NASA Mars InSight Mission Update
If you have been forgetting to keep up with what's going on with the Mars InSight mission I have you covered! Back in early April, I posted about the Mars mission and even shared NASA's weather forecast. I still can't help but get nerded out by the weather updates. I know weather may seem a bit banal but did you ever imagine we would have something as pedestrian as weather forecasts and current conditions from another planet? Think about that. Why didn't NASA do weather for the Moon? Well, weather requires atmosphere and the Moon, well, it's a little deficient there. So there are no variations on the Moon like we have on Earth... or Mars. Okay, there are variations but it's all very black and white on the Moon (almost literally). When the Moon's surface is facing the Sun it's hot. Damn hot. Like 260ºF hot. And when the Moon's surface isn't facing the sun it's cold. Damn cold. Like -280ºF cold. Those are just changes in temperature which is not the same thing as weather. Heating a pot of cold water to boiling isn't weather if you want to think of it that way.

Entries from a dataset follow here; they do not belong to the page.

PR #1002, opened 2025-11-20
Refactor NIOHTTPClient to SwiftNIOHTTPClient in SmithySwiftNIO

dayaffe:
## Scope

### DIFF
--- a/Sources/ClientRuntime/Telemetry/DefaultTelemetry.swift
+++ b/Sources/ClientRuntime/Telemetry/DefaultTelemetry.swift
@@ -1,0 +1,12 @@
+//
+// Copyright Amazon.com Inc. or its affiliates.
+// All Rights Reserved.
+//
+// SPDX-License-Identifier: Apache-2.0
+//
+
+import SmithyTelemetryAPI
+
+/// Typealias for backward compatibility.
+/// The actual implementation is now in SmithyTelemetryAPI.
+public typealias DefaultTelemetry = SmithyTelemetryAPI.DefaultTelemetry


Sources/SmithyHTTPClientAPI/HttpClientConfiguration.swift
```diff
@@ -0,0 +1,91 @@
...
+//
+// SPDX-License-Identifier: Apache-2.0
+//
+
+import AwsCommonRuntimeKit
+import struct Foundation.TimeInterval
+import enum Smithy.URIScheme
+import struct SmithyHTTPAPI.Headers
+
+public class HttpClientConfiguration {
```
jbelkins: nit: `HTTPClientConfiguration` (note the caps)

As long as we're moving this to a new module, might as well make the naming consistent.

Sources/SmithyTelemetry/Context/TelemetryContext.swift
```diff
@@ -0,0 +1,18 @@
+//
+// Copyright Amazon.com Inc. or its affiliates.
+// All Rights Reserved.
+//
+// SPDX-License-Identifier: Apache-2.0
+//
```
jbelkins: Presuming these `Sources/SmithyTelemetry` files are all largely identical to the ones that were in `ClientRuntime`?

Package.swift
```diff
@@ -125,6 +144,19 @@ let package = Package(
                 .copy("PrivacyInfo.xcprivacy")
             ]
         ),
+        .target(
+            name: "SmithySwiftNIO",
+            dependencies: [
+                "Smithy",
+                "SmithyHTTPAPI",
+                "SmithyHTTPClient",
```
jbelkins: `SmithyHTTPClient` depends on CRT, which means that `SmithySwiftNIO` depends on CRT.

We need to find a way to break that dependency.

Sources/ClientRuntime/Telemetry/DefaultTelemetry.swift
```diff
@@ -9,6 +9,7 @@ import struct Smithy.AttributeKey
 import struct Smithy.Attributes
 import protocol Smithy.LogAgent
 import struct Smithy.SwiftLogger
+import SmithyTelemetry
```
jbelkins: Move `DefaultTelemetry` from `ClientRuntime` to `SmithyTelemetry`, then `typealias` it here to prevent the breaking change.

Even though it is technically an "implementation", it has no dependencies other than `Smithy` and `SmithyTelemetry` so `SmithyTelemetry` is the right place for it.

Also, consider renaming `SmithyTelemetry` to `SmithyTelemetryAPI`, which would follow the SRA naming pattern for packages that contain interfaces but not implementations (at least not implementations with dependencies.)

jbelkins (changes requested):
See recommended adjustments to module membership.  Also let's try to see if we can make the SwiftNIO client not depend on CRT.

jbelkins (approved):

I digress though. Since my last post on this topic, NASA have been working through the issue of getting the MOLE (the instrument designed to dig 5 meters down into the Martian soil) "unstuck". The original working theory was that MOLE hit a large rock, which is still possible, but through their testing a more plausible theory is that the soil is just too soft. MOLE is basically a hammer drill. The design of such an instrument banks on whatever material you are digging into is going to provide resistance which may seem counterintuitive. Obviously solid resistance at the surface would be problematic but for a hammer drill to work it needs friction which it uses against what ever material it's drilling into to drill further down. Now imagine trying to use a jackhammer in dry fluffy sand to drill a hole... sure the jackhammer will make an indentation but just as fast as it makes a hole it will just fill back in with sand, never really making a hole. In this case, though, it sounds like the type of soil NASA are trying to drill into is more like a silt which is compacting and providing no resistance around the drill at all. Instead of a hammer drill, they have a jackhammer. Just bouncing up and down. The team are still working the problem and hopefully they can find a solution. Sadly, the lander does not have the ability to change MOLE's location unless the engineers can come up with something clever to move it (that's assuming that moving the MOLE a meter or two will change the outcome).

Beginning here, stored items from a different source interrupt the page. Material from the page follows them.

PR #1003, opened 2025-11-24
chore!: Move CRT dependency from SmithyHTTPAPI to ClientRuntime

jbelkins:
## Description of changes
`SmithyHTTPAPI` has a dependency on CRT `AwsCommonRuntimeKit` because it includes code for converting endpoint properties to/from the CRT types.

That code is moved to `ClientRuntime` with the`DefaultEndpointResolver` that uses it, and the dependency of `SmithyHTTPAPI` on `AwsCommonRuntimeKit` is removed.

**This is a breaking change** due to moving public components from one module to the other, but should be zero impact on customers since only `DefaultEndpointResolver` (located in `ClientRuntime`) calls the moved methods, and it is unlikely customers ever interact with them.

## Scope


Sources/ClientRuntime/Networking/Http/CRT/Endpoint+CRT.swift
```diff
@@ -0,0 +1,43 @@
...
+import enum Smithy.ClientError
+import struct SmithyHTTPAPI.Endpoint
+import enum SmithyHTTPAPI.EndpointPropertyValue
+import struct SmithyHTTPAPI.Headers
+
+extension Endpoint {
+
+    public init(urlString: String,
+                headers: Headers = Headers(),
+                endpointProperties: [String: EndpointProperty]) throws {
```
jbelkins: The initializer above is only called by `DefaultEndpointResolver` so it is moved here from `SmithyHTTPAPI`.

Package.swift
```diff
@@ -177,10 +177,7 @@ let package = Package(
         ),
         .target(
             name: "SmithyHTTPAPI",
-            dependencies: [
-                "Smithy",
-                .product(name: "AwsCommonRuntimeKit", package: "aws-crt-swift")
-            ]
+            dependencies: ["Smithy"]
```
jbelkins: CRT dependency is removed from `SmithyHTTPAPI` since no remaining types in `SmithyHTTPAPI` reference it.

dayaffe (approved):

PR #1011, opened 2025-12-17
feat: Add generation context

jbelkins:
## Description of changes
- Adds `Model` and the code to create it from the AST
- Adds `SymbolProvider`, to convert Smithy shapes to their Swift equivalents
- Adds `GenerationContext` to hold references to codegen components
- Deletes `ASTNode`.  `Smithy.Node` is used in AST instead (with a `Decodable` extension) since it is entirely the same type.

## Scope


Sources/SmithyCodegenCore/AST/Node+AST.swift
```diff
@@ -5,24 +5,11 @@
...
-/// See the definition of node value in the Smithy spec: https://smithy.io/2.0/spec/model.html#node-values
-enum ASTNode {
-    case object([String: ASTNode])
-    case list([ASTNode])
-    case string(String)
-    case number(Double)
-    case boolean(Bool)
-    case null
-}
+import enum Smithy.Node
```
jbelkins: `ASTNode` is deleted & `Smithy.Node` is used instead.

The `Decodable` extension below is applied to `Smithy.Node` instead of to `ASTNode`.

Sources/SmithyCodegenCore/Model/Model+AST.swift
```diff
@@ -0,0 +1,164 @@
...
+// Copyright Amazon.com Inc. or its affiliates.
+// All Rights Reserved.
+//
+// SPDX-License-Identifier: Apache-2.0
+//
+
+import enum Smithy.Node
+import struct Smithy.ShapeID
+
+extension Model {
```
jbelkins: Here, an extension on `Model` is provided to create one from JSON AST.

See the ample inline comments below for details.

Sources/SmithyCodegenCore/Shape/EnumShape.swift
```diff
@@ -0,0 +1,28 @@
+//
+// Copyright Amazon.com Inc. or its affiliates.
+// All Rights Reserved.
+//
+// SPDX-License-Identifier: Apache-2.0
+//
+
+import enum Smithy.Node
+import struct Smithy.ShapeID
+import enum Smithy.ShapeType
```
jbelkins: Here & below are specialized Shape types for use in the Model.

All shapes descend from a `Shape` base class, similar to in Smithy codegen.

But the news isn't all bad. Remember, part of the mission was to place a seismometer on Mars too. Through data they have collected, they have been able to map what a marsquake looks like (yes! they've measured marsquakes!) and it's starting to reveal what the structure of Mars looks like. Lots of work to do still but the team have already been able to simulate what quakes feel like between Earth, the Moon, and Mars in a really interesting (and slightly comical) video they posted on 22 July.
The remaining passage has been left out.